2020 was not ideal. I’m sure the vast majority of you can agree with me on this.
Overwhelming feelings of confinement and frustration settled in quite frequently, and I personally found myself stuck in the mud more often than not.
I hit a point of feeling like every day was the same.
My anxiety—escalating. My mind—spiraling.
After coming to the conclusion that I wanted to proactively shake those unsettling feelings, I decided to try and make some changes to my daily routine and mindset.
With the external world on hold, I was forced to interact with my internal world in a way that I never really had before.
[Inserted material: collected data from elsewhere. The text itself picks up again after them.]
PR #4906, opened 2016-01-16
Remove registrations from nodes dashboard

brianjgeiger:
Purpose
-----------
Ensures that the `/v2/users/{user}/nodes/` and `/v2/users/{user}/registrations/`include only the appropriate node types, especially to ensure that the nodes endpoint doesn't include registrations.

Closes https://openscience.atlassian.net/browse/OSF-5555

Changes
------------
* Made a common location for a standard nodes request, so if 'what a node is' changes, it will be updated both in the node list and the users node list.
* Added a /registrations/ link to the base view
* Ensured that the registrations/children view actually returned proper information

Side effects
---------------
List views for nodes and node-like things will not include components that a user sees only because they are the administrator on the node. They will still have access to the node, but won't see them in the list. This will be fixed in https://openscience.atlassian.net/browse/OSF-5563 at some point.

### DIFF
--- a/api/registrations/views.py
+++ b/api/registrations/views.py
@@ -250,6 +250,20 @@ class RegistrationContributorDetail(NodeContributorDetail, RegistrationMixin):
 class RegistrationChildrenList(NodeChildrenList, RegistrationMixin):
     view_category = 'registrations'
     view_name = 'registration-children'
+    serializer_class = RegistrationSerializer
+
+    def get_default_odm_query(self):
+        base_query = (
+            Q('is_deleted', 'ne', True) &
+            Q('is_registration', 'eq', True)
+        )
+        user = self.request.user
+        permission_query = Q('is_public', 'eq', True)
+        if not user.is_anonymous():
+            permission_query = (permission_query | Q('contributors', 'icontains', user._id))
+
+        query = base_query & permission_query
+        return query
 
 
 class RegistrationCommentsList(NodeCommentsList, RegistrationMixin):
--- a/api/users/views.py
+++ b/api/users/views.py
@@ -5,7 +5,6 @@ from django.contrib.auth.models import AnonymousUser
 
 from modularodm import Q
 
-from framework.auth.core import Auth
 from framework.auth.oauth_scopes import CoreScopes
 
 from website.models import User, Node
@@ -16,6 +15,7 @@ from api.base.views import JSONAPIBaseView
 from api.base.filters import ODMFilterMixin
 from api.nodes.serializers import NodeSerializer
 from api.registrations.serializers import RegistrationSerializer
+from api.base.utils import default_node_list_query
 
 from .serializers import UserSerializer, UserDetailSerializer
 from .permissions import ReadOnlyOrCurrentUser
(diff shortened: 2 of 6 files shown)


api/registrations/views.py
```diff
@@ -250,6 +250,20 @@ class RegistrationContributorDetail(NodeContributorDetail, RegistrationMixin):
 class RegistrationChildrenList(NodeChildrenList, RegistrationMixin):
     view_category = 'registrations'
     view_name = 'registration-children'
+    serializer_class = RegistrationSerializer
+
+    def get_default_odm_query(self):
+        base_query = (
+            Q('is_deleted', 'ne', True) &
```
sloria: Should we also exclude retractions?

brianjgeiger: I don't believe so. My understanding is we include retractions but serialize them differently.

api/registrations/views.py
```diff
@@ -250,6 +250,20 @@ class RegistrationContributorDetail(NodeContributorDetail, RegistrationMixin):
...
+            Q('is_registration', 'eq', True)
+        )
+        user = self.request.user
+        permission_query = Q('is_public', 'eq', True)
+        if not user.is_anonymous():
+            permission_query = (permission_query | Q('contributors', 'icontains', user._id))
```
sloria: Avoid `contains` and `icontains` when possible because regex queries are expensive. You should be able to use `eq` instead.

api/registrations/views.py
sloria: I don't have a preference. I think it's fine as is, but was wondering if you had thought about retractions. Same with unapproved registrations.

api/users/views.py
```diff
@@ -291,22 +291,20 @@ class UserNodes(JSONAPIBaseView, generics.ListAPIView, UserMixin, ODMFilterMixin
...
-            Q('is_collection', 'ne', True) &
-            Q('is_deleted', 'ne', True)
-        )
+        current_user = self.request.user
+
+        query = (Q('contributors', 'eq', user) & default_node_list_query())
+
+        permission_query = Q('is_public', 'eq', True)
+        if not current_user.is_anonymous():
+            permission_query = (permission_query | Q('contributors', 'icontains', current_user._id))
```
sloria: Samer here--can you use `eq` instead of `icontains`?

api/users/views.py
```diff
@@ -395,9 +393,16 @@ class UserRegistrations(UserNodes):
...
+        query = (
             Q('is_collection', 'ne', True) &
             Q('is_deleted', 'ne', True) &
-            Q('is_registration', 'eq', True)
+            Q('is_registration', 'eq', True) &
+            Q('contributors', 'icontains', user._id)
         )
+        permission_query = Q('is_public', 'eq', True)
+        if not current_user.is_anonymous():
+            permission_query = (permission_query | Q('contributors', 'icontains', current_user._id))
```
sloria: `icontains` -> `eq`?

sloria:
Pass finished.

api/registrations/views.py
brianjgeiger: I don't believe `eq` works here, as it's a list, but I'll give it a try.

sloria: IIRC, `eq` checks membership in lists.

api/registrations/views.py
brianjgeiger: All the retractions stuff was done well before I got to this. I'm just making sure `children` matches what the main collection does.

sloria: Ah, posted my comment after you posted yours. OK, I think this is fine as is for now.

api/registrations/views.py
brianjgeiger: I feel like I've wasted my life. Okay, I'm fixing all the instances in the API (including a couple not listed here) and running tests. If all goes well, we will be somewhat more efficient in these queries (yay!).

PR #4910, opened 2016-01-19
Fix comment reply notification emails

samanehsan:
Purpose
------------
Fixes JIRA ticket 5558

"Comment reply" notification emails are not getting sent.

Changes
------------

Now, I’m not saying that I’m perfect or that I somehow managed to defeat 2020. There were definitely too many tough days to count. However, I did find that reframing the way I viewed each hardship was a huge factor in finishing my year off strong.
I’ve picked up a few lessons that I’m hoping to actively keep in mind as we progress into 2021. Here are some tips that have allowed me to reframe and recenter my mind:
1. Stop the Comparisons
As a perfectionist one of the hardest realities I had to face was that there is always going to be someone else who is doing more than me. Going onto social media during quarantine was soooo intimidating. Many people were making these grand decisions regarding their lifestyles and career paths, meanwhile I developed the fear of falling behind in life. I have this tendency to equate my self-worth with success. This past year showed me that this is absolutely not true. My progress (internal and external) does not determine my value as a person.
2. Journal. Journal. Journal.
This is crazy to admit now, but I actually used to think journaling was dumb. Maybe it was because teen movies had me thinking that journaling was writing about boy problems using a sparkly pink pen. However, that couldn’t be farther from the truth. Journaling has completely transformed the way I relieve anxiety. I’m the type of person whose thoughts go 900 miles per hour. By writing down all those thoughts that seemed to be piling up, I was able to dissect not only what I was feeling, but more importantly why I was feeling those things. I’m really excited to journal in this new year, and look back at my journal entries from last year to track my personal growth. If journaling really intimidates you, I recommend starting by making lists—things that make you happy, things that you are afraid of, etc.
Whether it’s cleaning the old clothes out of your closet or leaving toxic tendencies behind, decluttering helps ease the mind. Sometimes when I feel overwhelmed, I start to unhealthily pick apart everything around me. Slowly cleaning up my physical space helped me feel more productive and less frazzled, while cleaning up my mental space allowed me to focus in on and appreciate the good things in my life.
4. Just Do It.
We all have those recipes we want to try, adventures we want to go on, and goals we want to meet. While the limitations of the pandemic may hinder you from following this tip to the fullest, there are always new fun things to try. I used to love painting as a kid. As I got older, my free time was absorbed by school and obligations. I often thought about painting again but for some reason always brushed (no pun intended) it off. Last year taught me that it’s important to do more things simply for your own enjoyment. I can’t believe it took being confined inside my home to realize this. I found a secondhand easel on Facebook Marketplace, picked up some paint from Michael’s, and at very odd hours of the night (I really just couldn’t fall asleep), I popped in my earphones and lost myself in a painting. I found it so therapeutic. This little anecdote is just me trying to say that we should prioritize doing the little things that make us happy rather than only doing those little things when we have free time.
5. Express Gratitude!
I feel like we’re living in a time where the negatives are so much more apparent than the positives. However, I have realized that the more I let myself dwell on the negative, the more negative of a person I become. Like many, I’m not a natural optimist, but I personally think optimism can be beneficial to put into practice. Gratitude and the expression of gratitude is probably one of the most wholesome things I adopted this past year. Whether it’s making a list of things you're grateful for, or sending an appreciation text to your loved ones, I think it’s important to not only acknowledge gratitude but to express it more frequently.